28 Ottobre 2024 Rino Genovese  1128

È evidente che tra Conte e Grillo sia il primo ad avere ragione, se non altro perché da tempo sta cercando di portare fuori il Movimento 5 Stelle (pessimo nome, che alla fine potrebbe anche essere cambiato) dalla palude qualunquista da cui prese le mosse. Conte ha soprattutto ragione se si pensa che, nonostante il ben noto moralismo, i 5 Stelle sono ancora legati a Grillo da un ignobile contratto da trecentomila euro all’anno – non proprio bruscolini. Per fare che cosa, poi? Comunicazione – la parola magica che, nella forma di una comunicazione politica spettacolarizzata via Internet, sostituisce la politica vera e propria. Quel contratto è la prova provata che i due fondatori, Grillo e Casaleggio, avevano un occhio puntato sui soldi, nel momento in cui diedero vita alla loro creatura politica: nessuna generosità, un affare come un altro. Ed è mai possibile che un vecchio riccone come Grillo, che si è fatto i soldi con i suoi spettacoli, debba percepirne ancora degli altri da un gruppo politico che ostenta invece atteggiamenti spartani nei confronti dei propri eletti?

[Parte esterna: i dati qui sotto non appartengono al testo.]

PR #648, opened 2022-02-19
Ontology namespace consistency

### LINKED ISSUE #647: Ensure Ontology namespace consistency
**Describe the bug**
In reference to this [issue](https://github.com/asyml/forte-medical/issues/1) and comments from [this](https://github.com/asyml/forte-medical/pull/4) PR,
We want to be building ontologies in appropriate namespaces and want the structure to be consistent across all forte repos, to ensure disambiguation. 

The structure should be of the form 
```
- forte
- ftx 
  |_ medical
      |_ clinical.py
  |_ news
      |_ ag_news.py
  |_ mcq
      |_ race_qa.py
```

Also, this should also be reflected in `setup.py` as so:
`packages=find_namespace_packages(include=['ftx.*'])`

Piyush13y:
This PR fixes #647 

### Description of changes

- The structure of the package namespaces updated using ftx folder. 
- `setup.py` updated as well
- All usages of ftx.* packages updated using appropriate namespaces.

Should generate ontologies in the expected format and not cause conflicts.


forte/ontology_specs/race_qa.json
```diff
@@ -4,12 +4,12 @@
     "base_ontology.json"
   ],
   "additional_prefixes": [
-    "ftx.onto.race_qa"
+    "ftx.mcqs"
```
hunterhector, line 7: I feel like we can keep these to be `ftx.onto` if they don't conflict with our projects? Making fewer changes might be easier for us.

forte/ontology_specs/medical.json
```diff
@@ -4,11 +4,11 @@
     "base_ontology.json"
   ],
   "additional_prefixes": [
-    "ftx.medical"
+    "ftx.medical.clinical"
```
hunterhector, line 7: so we would probably want to make sure we don't have the same module defined here and forte-medical. Since the code here is for demo/example purposes, we may use a package path like `ftx.demo.clinical` or `ftx.onto.clinical`.

forte/ontology_specs/ag_news.json
```diff
@@ -4,11 +4,11 @@
       "base_ontology.json"
     ],
     "additional_prefixes": [
-        "ftx"
+        "ftx.news"
     ],
     "definitions": [
       {
-        "entry_name": "ftx.onto.ag_news.Description",
+        "entry_name": "ftx.news.ag_news.Description",
```
hunterhector, line 11: probably no need to create a subpackage name for each example, we can put them all under `ftx.onto`?

setup.py
```diff
@@ -17,7 +17,8 @@
     long_description=long_description,
     long_description_content_type="text/markdown",
     license="Apache License Version 2.0",
-    packages=setuptools.find_packages(
+    packages=setuptools.find_namespace_packages(
```
hunterhector, line 20: Wait, this probably will not work. The original `find_packages` finds packages using `__init__` file. I am wondering whether this change will omit our core source folder `forte`.

hunterhector (commented):
I am not sure if the new find packages command is correct. Have you checked their behaviors before and after (i.e. check the output of `packages`)?

forte/ontology_specs/race_qa.json
Piyush13y: Makes sense, reverted these changes. Now, building all example ontologies in `ftx.onto.*`

setup.py
Piyush13y: I tried reinstalling `forte` with the updated `setup.py` file and checked the site-packages that got installed.
I could see forte root source folder in addition to ft and ftx (Not sure if this is what you meant though)

Screen Shot 2022-02-19 at 9 58 12 PM

Also, wouldn't our build pipeline on git throw an error too for most of our import statements in the source code, if it were to skip forte's root source folder?

hunterhector: The CI pipeline fails for other reasons (due to our recent updates on Texar-pytorch), so it did fail so I don't know what happen to the full test.

I am not familiar with the behavior of `find_namespace_packages` when both types of packages exist so I have to be careful here. Would be great if we could find supporting documentation for this.

hunterhector: By updating the master the pipeline seems to work, this is good news but let's be a little cautious and confirm the actual behavior of `find_namespace_packages`.

Piyush13y: [This](https://discuss.python.org/t/mixing-namespace-and-non-namespace-packages-bad-practice/7536/11) thread discusses a similar scenario I think. It says packaging works if we name and situate our packages correctly, but some devs suggest its not a best practice. Couldn't find much intricate documentation on namespace packaging, it's mostly vague. Let me know what you think.

hunterhector: The thread you refer to is a different scenario, which is a scenario that we should avoid. 

In that thread, there is a package named `myproject` with an `__init__.py`, but he also wants to use `myproject. datagen` as a namespace package. This is not advised because if you install two projects using different methods, it will not work.

In our case, we plan to have `ftx` in multiple places, and we don't want to have an `__init__.py` at `ftx` level.  So this is a standard namespace packaging setup. This will work correctly.  We also have another package `forte`, which won't conflict with `ftx` anyways.

My question is that: what's the behavior of `find_namespace_packages`? Our previous approach is `find_packages` and we know that it will try to find all packages by looking for `__init__` files. We want to know whether `find_namespace_packages` will do the same thing and then in addition to that, find the namespace packages passed through the argument. In other words, is `find_namespace_packages` doing `find_packages`'s job and some additional work.

Piyush13y: Regarding that, setup tools documentation says `find_namespace_packages` is backwards compatible to `find_packages`. Hence, that should imply it does all that `find_packages` as a utility does and more. 

[Reference](https://setuptools.pypa.io/en/latest/setuptools.html)

hunterhector: thanks for the reference, I didn't find it myself. it should be good now.

hunterhector (approved):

Più in particolare, la vicenda mette in chiaro, ormai in maniera definitiva, che la matrice aziendale, da cui i 5 Stelle sono nati, era la stessa del berlusconismo da loro tanto odiato. Sia pure con un approccio diverso rispetto a Forza Italia – con un’insistenza sulla partecipazione democratica attraverso la rete –, la sostanza era la stessa: due imprenditori, anziché uno come nel caso di Forza Italia, si danno a un’avventura politica, mettendola su, nel caso di Casaleggio, grazie alla sua azienda di comunicazione (non va dimenticato che il Gianroberto, prima di mettersi in proprio con Grillo, era stato il curatore della comunicazione dell’effimera Italia dei valori di Di Pietro).

Ora, è vero che Conte ha ereditato un “partito personale” (divenuto tale dopo la morte dell’altro co-fondatore), e che, a sua volta, non è estraneo a un leaderismo personalistico, soprattutto quando fa mostra di volere competere con il Pd. Ma ciò non toglie che abbia ragione nel volersi sbarazzare di Grillo. Tanto più che i voti che c’erano da perdere – in gran parte rientrati nell’astensione, quando non ritornati a destra – i 5 Stelle li hanno già persi.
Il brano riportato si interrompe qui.